¹ Colebrook type, ² Nikuradse type, ³ Can it be modified using other different equations?

. In addition, Table 1 shows which of the presented formulations are flexible, i.e., which can be modified using different available formulations for turbulent flow (interchangeable).

Using the presented equations, Darcy’s friction factor $\lambda$ can be easily calculated no matter which type of hydraulic flow, laminar or turbulent, occurs in the observed pipeline. The main strength of the presented formulations is that, with the known values of input parameters, the Reynolds number $Re$ and the relative roughness of inner pipe surface $\epsilon$, it is not required to know in advance if laminar or turbulent types of flow occur in the observed pipeline.

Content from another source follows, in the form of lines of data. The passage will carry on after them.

PR #644, opened 2022-05-26
feat: block by level RPC

d4hines:
Successor to #536

## Problem

There is no way to inspect the contents of blocks from outside a deku node.

## Solution

Add a `block-by-level` rpc that takes a block level as an int and returns the block with that block height, or `null` if it doesn't know the contents of that block.

This is a workaround to the fact we have no indexer, see #535. But it's pretty essential for using Deku at all, so I think the work-around is justified for now.

### DIFF
--- a/src/bin/deku_node.ml
+++ b/src/bin/deku_node.ml
@@ -68,12 +68,26 @@ let handle_block_by_hash =
       Ok block)
 
 (* POST /block-level *)
-(* Retrieve height of the chain? *)
+(* Retrieve height of the chain *)
 let handle_block_level =
   handle_request
     (module Network.Block_level)
     (fun _update_state _request ->
       Ok { level = Flows.find_block_level (Server.get_state ()) })
+
+(* POST /block-by-level *)
+(* Retrieves the block at the given level if it exists *)
+let handle_block_by_level =
+  handle_request
+    (module Network.Block_by_level_spec)
+    (fun _update_state request ->
+      let state = Server.get_state () in
+      let block =
+        List.find_opt
+          (fun block ->
+            Int64.equal block.Protocol.Block.block_height request.level)
+          state.applied_blocks in
+      Ok block)
 
 (* POST /protocol-snapshot *)
 (* Get the snapshot of the protocol (last block and associated signature) *)
@@ -176,6 +190,7 @@ let node folder prometheus_port =
              handle_received_block_and_signature;
              handle_received_signature;
              handle_block_by_hash;
+             handle_block_by_level;
              handle_protocol_snapshot;
              handle_request_nonce;
              handle_register_uri;
--- a/src/network/network_packet.ml
+++ b/src/network/network_packet.ml
@@ -35,6 +35,14 @@ module Block_by_hash_spec = struct
   let path = "/block-by-hash"
 end
 
+module Block_by_level_spec = struct
+  type request = { level : int64 } [@@deriving yojson]
+
+  type response = Block.t option [@@deriving yojson]
+
+  let path = "/block-by-level"
+end
+
 module Block_level = struct
   type request = unit [@@deriving yojson]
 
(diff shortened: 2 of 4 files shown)


src/bin/deku_node.ml
```diff
@@ -69,12 +69,27 @@ let handle_block_by_hash =
 
 (* POST /block-level *)
 (* Retrieve height of the chain? *)
+
```
gsebil08, line 72: I guess this empty line should be removed.
By the way, would you mind delete the `?` on the previous line?

src/node/state.ml
```diff
@@ -25,6 +25,10 @@ type t = {
   data_folder : string;
   pending_operations : timestamp Operation_map.t;
   block_pool : Block_pool.t;
+  (* TODO: we need a bound on the size of this and put
+     behind an abstract type. We should also change how
+     this works once we have an indexer. See https://github.com/marigold-dev/deku/issues/535 *)
+  applied_blocks : Block.t list;
```
gsebil08, line 31: Naive question, why a list and not a Set?

gsebil08 (commented):
Format + naive question, seems ok

src/node/state.ml
d4hines: Semantically it's a more like set, but in this case switching to `Block.t Set.t` won't buy us any additional performance. The right thing to implement a data structure with an upper bound on size and that is indexed on the dimension we access it from (block level), like a `Block.t (Map.Make (Int64)).t`. But a better thing to do is to implement the indexer per the linked issue.

gsebil08: >Semantically it's a more like set

Yes, that is exactly what I understood!

>in this case switching to Block.t Set.t won't buy us any additional performance

Is there any benchmark about `Set` vs `List` in OCaml?
What about using Array instead of List, I think I read something about Array is 7% more performant that List.

>But a better thing to do is to implement the indexer per the linked issue.

Definitively agreed.

src/bin/deku_node.ml
```diff
@@ -68,13 +68,27 @@ let handle_block_by_hash =
...
+    (module Network.Block_by_level_spec)
+    (fun _update_state request ->
+      let state = Server.get_state () in
+      let block =
+        List.find_opt
+          (fun block ->
+            Int64.equal block.Protocol.Block.block_height request.level)
+          state.applied_blocks in
+      Ok block)
+
```
aguillon, line 91: I'm a bit annoyed by the fact that we use two terms, "level" and "height", to designate the same thing. Can we decide which one we want to use once and for all? Switching to `level` seems acceptable as it is the term used in Tezos, keeping `height` is OK as well because inertia, also the term seems to be more common outside of Tezos.

src/node/state.ml
aguillon: @gsebil08 Array will be more costly when we commit a block, a list makes sense regarding this.

aguillon (changes requested):
I'm not happy with the naive usage of the list here, give me a minute

src/network/network_packet.ml
```diff
@@ -35,6 +35,14 @@ module Block_by_hash_spec = struct
   let path = "/block-by-hash"
 end
 
+module Block_by_level_spec = struct
```
aguillon, line 38: Why "_spec"?

src/bin/deku_node.ml
d4hines: This seems out of scope for this PR. I'm open to a PR that standardizes usage across the code base though.

src/network/network_packet.ml
aguillon: Oh, true ahah. That's also something that we could standardize a bit.

aguillon (approved):
I was wrong, everything is ok.

d4hines:
The CI is flaky on the e2e tests. I tested locally and it passes. Merging.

A new formulation based on symbolic regression presented in this paper as Equation (12) or Equation (13), relatively well fitting all already available formulations for the same purpose.

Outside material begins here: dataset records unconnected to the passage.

PR #645, opened 2022-05-26
Fix number of nodes launched by sandbox.sh

d4hines:
## Problem

We have an off-by-1 that causes us to launch n+1 nodes.

## Solution

Fix it.


ulrikstrid (commented):
I think this needs changes in tilt since I was too lazy to fix this when implementing the initial thing

ulrikstrid (approved):

PR #646, opened 2022-05-26
fix: use absolute path for PATH in shell.nix

d4hines:
## Depends
- [ ] #645 

## Problem

Our `PATH` is relative in shell.nix, which breaks things when you're working in deep directories.

## Solution
Use absolute path.


gsebil08 (approved):
Seems great, don't face the trouble, so this is a theoretical approval :)

PR #647, opened 2022-05-26
[d4hines] feat: block rate and transaction rate metrics  d4hines/block-rate-and-tps

d4hines:
Successor to #537 

## Depends

- [ ] #644 

## Problem

We want metrics for block rate and operations per block (from which you can derive operations rate - i.e tps - in prometheus dashboard)

## Solution

Adds these metrics.

### Stacked PR Chain: d4hines
|#647|👉feat: block rate and transaction rate metrics  d4hines/block-rate-and-tps||#691|

### DIFF
--- a/src/bin/deku_node.ml
+++ b/src/bin/deku_node.ml
@@ -19,6 +19,9 @@ let handle_request (type req res)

The real evaluation of the presented formulations is not easy to perform because, although universally accepted as an informal standard, it is questionable how accurate the Colebrook equation is, or how reliable data from Nikuradse’s experiment are knowing that his data were measured on very rough pipes, compared to modern materials and that they are a little old, and there is also the controversy with unreported corrections he made to the data [56,57,58,59,60,61,62]. In the final instance, the only valuable comparison can come through real measurements, which are relatively rare [63,64].

In addition, last but not least, it is not easy to estimate with sufficient accuracy the value of the relative roughness of the inner pipe surface $\epsilon$ [65,66,67].

5. Conclusions

In addition to a short overview of already existing models that unifies laminar and turbulent formulations of flow friction, two new formulations based on symbolic regression are given. Compared with the other seven models, the new approximations are relatively simple. None of those shown existed already, and the new ones cannot be favorized as the more accurate because all of them were developed using different experimental approaches. The submarine model was developed initially for offshore pipelines, whereas the Churchill equation, the Russian formula for transport of crude oil, and the two new symbolic regression-based unified equations are relatively simple. On the other hand, the Multisegmented equation and the unified model based on the turbulent transitional formula are flexible because they can be easily readapted using different experimental formulas from the available literature. By definition, the Six parameter model, Interpolation method and Multisegmented method always follow behaviour from Nikuradse’s experiment, while the new symbolic regression-based unified equations are also based on the Six parameter model, resulting in it being the only available relatively simple formulation that follows the behaviour of flow predicted by Nikuradse.

Based on the analysis from this Communication, every presented equation can be used in engineering practice while the final decision can be made based on simplicity and on the experimental data, which is preferred based on the previous experience of the designer. A weak point of the two new formulas is that regression was based on other formulae and not on actual experimental data (because of that error, all equations have very limited application and are only illustrative).